In 1956, Mehta set up another company in Antwerp -- Jitendra Brothers. Following its success, he set up another company, Jem, in 1960.

As businesses grew, he groomed his sons Jitendra, Mahindra, Ashwin and Narendra.

Under his guidance, the four started Jayam Diamonds, Sameer Diamonds, Paras Diamonds and Prime Jewellers, taking the business enterprise to even greater heights.

Mehta's life changed when he met Mother Teresa.

He handed the diamond business to his sons and devoted his time to social service. He always said, "If you feed a hungry person he will feel hungry again in a matter of hours, but if you sponsor somebody's education, he will fulfill the hunger of others. That is why education is a life-giver."

Mehta was a major donor to Mother Teresa's charity but he never talked about it. He used to say, "I prefer creating hospitals and schools for girls than building Jain temples. I believe in making poor people self-dependent."
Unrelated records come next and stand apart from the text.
PR #353, opened 2021-02-11
Speed up is_reducible by about 30%

Theelgirl:
Also add a note explaining how to achieve further speedups, but that would require disabling black's line length checker.

### DIFF
--- a/jsonpickle/util.py
+++ b/jsonpickle/util.py
@@ -381,18 +381,13 @@ def is_reducible(obj):
     # defaultdicts may contain functions which we cannot serialise
     if is_collections(obj) and not isinstance(obj, collections.defaultdict):
         return True
-    # sets are slightly slower in this case
-    if type(obj) in NON_REDUCIBLE_TYPES:
+    # combining all this into a single long if statement with many ORs
+    # would be significantly faster but it'd be over the 88 char line limit :(
+    if type(obj) in NON_REDUCIBLE_TYPES or obj is object:
         return False
-    elif obj is object:
+    elif is_dictionary_subclass(obj) or isinstance(obj, types.ModuleType):
         return False
-    elif is_list_like(obj):
-        return False
-    elif isinstance(obj, types.ModuleType):
-        return False
-    elif is_dictionary_subclass(obj):
-        return False
-    elif is_reducible_sequence_subclass(obj):
+    elif is_reducible_sequence_subclass(obj) or is_list_like(obj):
         return False
     elif isinstance(getattr(obj, '__slots__', None), iterator_types):
         return False


Theelgirl:
On that note, we could massively speed up a bunch of util functions if we disable Black for that file, as putting expressions onto a single line seems to make the job much easier and quicker for the Python parser. What do you think davvid?

jsonpickle/util.py
```diff
@@ -381,18 +381,13 @@ def is_reducible(obj):
     # defaultdicts may contain functions which we cannot serialise
     if is_collections(obj) and not isinstance(obj, collections.defaultdict):
         return True
-    # sets are slightly slower in this case
-    if type(obj) in NON_REDUCIBLE_TYPES:
+    # combining all this into a single long if statement with many ORs
+    # would be significantly faster but it'd be over the 88 char line limit :(
+    if type(obj) in NON_REDUCIBLE_TYPES or obj is object:
```
davvid, line 386: Ah that's an interesting note about combining the conditionals.  There are approaches we can take to improve that without having to impact the formatting.

If we did need to keep a specific format, there are `# fmt: on` and `# fmt: off` directives we can use: https://github.com/psf/black#the-black-code-style

There are also `pylint: disable=line-too-long` for pylint and `# noqa: E501` for flake8 to disable length checks.

That said, it's usually best if we could do this while still staying within the limits.  One way is that Python does allow the conditionals to run over multiple lines, for example, instead of:

```
if foo and bar and baz:
```

We can write:
```
if (foo
    and bar
    and baz
):
```

and Python's parser will allow it because we've put the conditional expression inside `(parentheses)` which allows the expression to extend over multiple lines.

We could even do:

```
if foo \
    and bar \
    and baz:
```

but we try to avoid backslashes because they're visually noisy.  Another reason we avoid backslashes is because if someone accidentally adds a trailing space (which is pretty hard to spot, since it's a space) after the backslash it breaks the expression.  Thus, parentheses are usually the go-to for this kind of situation.

I'd be curious to see if breaking it up into multiple lines affects performance.  I wouldn't expect it to, but it is Python so I wouldn't be surprised either.

Theelgirl: Actually, I tested breaking it into multiple lines. That actually results in a net increase in time taken over the original version. I believe this is reflecting the time python takes to parse the lines, but I'm unsure.

Theelgirl:
```py
   385     15020      58703.0      3.9     63.4      if type(obj) in NON_REDUCIBLE_TYPES or obj is object or is_list_like(obj) or isinstance(obj, types.ModuleType) or is_dictionary_subclass(obj) or is_reducible_sequence_subclass(obj) or isinstance(getattr(obj, '__slots__', None), iterator_types) or (is_type(obj) and obj.__module__ == 'datetime'):
   386      5004       2733.0      0.5      3.0          return False
   387     10016       6157.0      0.6      6.7      return True
```

```py
   385     95185      56596.0      0.6     28.5      if (
   386     15025      12479.0      0.8      6.3          type(obj) in NON_REDUCIBLE_TYPES
   387     15025       9373.0      0.6      4.7          or obj is object
   388     10020      18136.0      1.8      9.1          or is_list_like(obj)
   389     10020       8875.0      0.9      4.5          or isinstance(obj, types.ModuleType)
   390     10020      18204.0      1.8      9.2          or is_dictionary_subclass(obj)
   391     10020      13662.0      1.4      6.9          or is_reducible_sequence_subclass(obj)
   392     10020      12262.0      1.2      6.2          or isinstance(getattr(obj, '__slots__', None), iterator_types)
   393     15035      15029.0      1.0      7.6          or (is_type(obj) and obj.__module__ == 'datetime')
   394                                               ):
   395      5005       2894.0      0.6      1.5          return False
   396     10020       5618.0      0.6      2.8      return True
```

line | number of times executed | total time taken | time per execution | percent time taken

davvid:
Ah, I see, thanks for trying that out.  Heh, I guess Python's bytecode representation isn't helping much for this case. Since breaking it apart didn't pan out then using the `# fmt: off/on` directive and comments to disable pylint/flake8 would be fine since it results in further enhancements.

Thanks again!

According to one estimate, he must have donated or managed charity of more than Rs 100 crores (Rs 1 billion) over the last two decades.

When it came to donations, he preferred hospitals to temples, but he remained a stout Jain.

All events in his Europe and Israel offices started only after prayers to Mahavir.

He stated a charitable trust in the name of his mother Diwalibhen Mohanlan Mehta. The trust runs the Ruthumbara College in Juhu, Mumbai which educates about 21,000 girls across Mumbai free.

In Palanpur, Mehta-run trusts manage an orphanage, a blind school and a blind girls' hostel.